It is essential to note that while our synthesis primarily includes studies focused on specific subpopulations, such as individuals of low socioeconomic status (SES), racial/ethnic minorities, or pregnant women, our objective was not to achieve national representativeness, but rather to integrate insights from diverse real-world implementation contexts. These contexts often overlap with priority populations disproportionately burdened by tobacco use, and the repetition of certain themes across multiple studies provides confidence in the generalizability of key barriers and facilitators. We acknowledge that this approach may not fully capture the experiences of higher SES or low-risk populations, as they are underrepresented in the literature. Nonetheless, by aggregating findings from a wide range of studies, our review offers a comprehensive overview of the most persistent challenges and enablers across healthcare and behavioral domains.
This review contributes to the field by addressing limitations in previous work that either aggregated diverse populations or focused exclusively on intervention efficacy. By synthesizing implementation barriers and facilitators across studies involving racially/ethnically minoritized and SGM populations, our review uniquely centers equity-related contextual and structural considerations. Unlike prior reviews, this study also includes both clinical and policy-level interventions, highlighting how systems-level changes like Medicaid expansion which may influence cessation in underrepresented groups. The originality of this review lies in its focus on implementation contexts, its explicit attention to subgroup-specific dynamics, and the integration of findings across heterogeneous intervention types, offering practical insights for equity-focused program design and future research.

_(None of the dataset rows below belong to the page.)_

PR #330, opened 2020-10-27
Pin r1.7 HF and fix nightly HF GLUE task

jysohn23:
On PT/XLA examples repo I've also updated the pin to HF dep to their `v3.4.0` release.

### DIFF
--- a/tests/pytorch/nightly/hf-glue.libsonnet
+++ b/tests/pytorch/nightly/hf-glue.libsonnet
@@ -22,12 +22,12 @@ local utils = import "templates/utils.libsonnet";
     git clone https://github.com/huggingface/transformers.git
     cd transformers && pip install .
     git log -1
+    pip install datasets
     python examples/xla_spawn.py \
       --num_cores 8 \
       examples/text-classification/run_glue.py \
       --logging_dir=./tensorboard-metrics \
       --task_name MNLI \
-      --data_dir /datasets/glue/MNLI \
       --cache_dir ./cache_dir \
       --do_train \
       --do_eval \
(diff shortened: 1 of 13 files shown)


tests/pytorch/nightly/hf-glue.libsonnet
```diff
@@ -22,12 +22,12 @@ local utils = import "templates/utils.libsonnet";
...
+    pip install datasets
     python examples/xla_spawn.py \
       --num_cores 8 \
       examples/text-classification/run_glue.py \
       --logging_dir=./tensorboard-metrics \
       --task_name MNLI \
-      --data_dir /datasets/glue/MNLI \
       --cache_dir ./cache_dir \
       --do_train \
       --do_eval \
```
zcain117, line 33: could you also remove from down below:

```
    volumeMap+: {
      datasets: common.datasetsVolume,
    },
```

tests/pytorch/r1.7/hf-glue.libsonnet
```diff
@@ -19,8 +19,8 @@ local utils = import "templates/utils.libsonnet";
 
 {
   local command_common = |||
-    git clone https://github.com/huggingface/transformers.git
-    cd transformers && pip install .
+    git clone --recursive -b r1.7 https://github.com/pytorch-tpu/examples.git
+    cd examples/deps/transformers && pip install .
     git log -1
     python examples/xla_spawn.py \
       --num_cores 8 \
```
zcain117, line 26: could you also remove from down below:

```
    volumeMap+: {
      datasets: common.datasetsVolume,
    },
```

zcain117 (changes requested):
Thanks for this fix!

tests/pytorch/nightly/hf-glue.libsonnet
jysohn23: Good point, done.

tests/pytorch/r1.7/hf-glue.libsonnet
jysohn23: `r1.7` depends on `v3.4.0` (latest stable) which still doesn't have the latest on demand GLUE dataset download change so we need the volume.

zcain117 (approved):

PR #334, opened 2020-11-03
Add EfficientNet-b7 functional test

allenwang28:


allenwang28:
https://pantheon.corp.google.com/kubernetes/job/us-central1/oneshots-us-central1/default/tf-nightly-classifier-efficientnet-hbm-v3-8-2ldkg/details?project=xl-ml-test

tests/tensorflow/nightly/classifier-efficientnet.libsonnet
```diff
@@ -46,11 +51,32 @@ local gpus = import "templates/gpus.libsonnet";
...
   },
+  local functional_b7 = common.Functional {
+    mode: "hbm",
+    paramsOverride+: {
+      train+: {
+        epochs: 1, 
+      },
+      model+: {
+        model_params+: {
+          model_name: "efficientnet-b7",
```
will-cromar, line 62: Would it be better to make separate mixins for efficientnets b0 and b7? E.g.

```
local b0 = {
    paramsOverride+: {
      model+: {
        model_params+: {
          model_name: "efficientnet-b0",
        },
      },
  }
}
```

Usage would be like `efficientnet + b0 + v3_8 + functional`

allenwang28: Good idea - I just changed it so that the model name defaults to efficientnet-b0 but is overridable.

I think your approach is best but requires some additional tinkering for the `mode` field. I don't currently have plans to add other model tests so I just renamed the b7 tests to "hbm" test to be clearer.

will-cromar: You can also add something like this to the mixin: `local b0 = { modelName+: "-b0", ... }`. But renaming the mode to `hbm` also works

allenwang28: Oops - didn't actually push the comment related to the last comment. Should be updated now!

will-cromar (approved):

PR #335, opened 2020-11-03
Rescheduling tests due to limited TPU resources. 

aman2930:
- Turned down tests for TF-2.1.2, TF-2.2.1. 
- Functional tests for TF-1.15.4 
- Functional test for TF-1.15.4 on Monday and Wednesday @ 10PM PST (Twice a week).
- Convergence test for TF-1.15.4 on Sunday at Midnight (Once a week).
- Functional test for TF-2.3.1 on Tuesday and Thursday @ 10PM PST (Twice a week).
- Convergence test for TF-2.3.1 on Saturday at Midnight (Once a week).


tests/tensorflow/r1.15/common.libsonnet
```diff
@@ -27,8 +27,8 @@ local mixins = import "templates/mixins.libsonnet";
   Convergence:: mixins.Convergence {
     schedule: "0 8 * * 0"
   },
-  # Running convergence tests at 10PM PST daily.
+  # Running functional tests at 10PM PST on Monday, Wednesday..
   Functional:: mixins.Functional {
-    schedule: "0 6 * * *"
```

5. Recommendations for Public Health and Healthcare Systems

This review established the significance of a multi-tiered approach to tobacco cessation interventions that considers both individual and systemic determinants. Improving health care access, workforce engagement, and digital solutions can help achieve the effectiveness of cessation in a real-world setting. Prioritizing digital health, telemedicine, mobile health, text messaging or relevant virtual modes of implementation can help improve access, particularly for populations facing geographic and healthcare access barriers. Incorporating culturally and linguistically tailored interventions can help improve treatment reach and effectiveness among culturally diverse and some hard-to-reach target populations. Finally, improving healthcare workforce training in inculcating cessation interventions during routine practices can help strengthen cessation treatment utilization, engagement, and outcomes.

Author Contributions

Conceptualization, methodology, software, validation—S.S.; formal analysis, investigation, resources, data curation—J.I. and S.J.; writing—original draft preparation—S.S.; writing—review and editing, visualization, supervision, project administration—J.I. and S.J.; funding acquisition—N/A. All authors have read and agreed to the published version of the manuscript.

Funding

This research received no external funding.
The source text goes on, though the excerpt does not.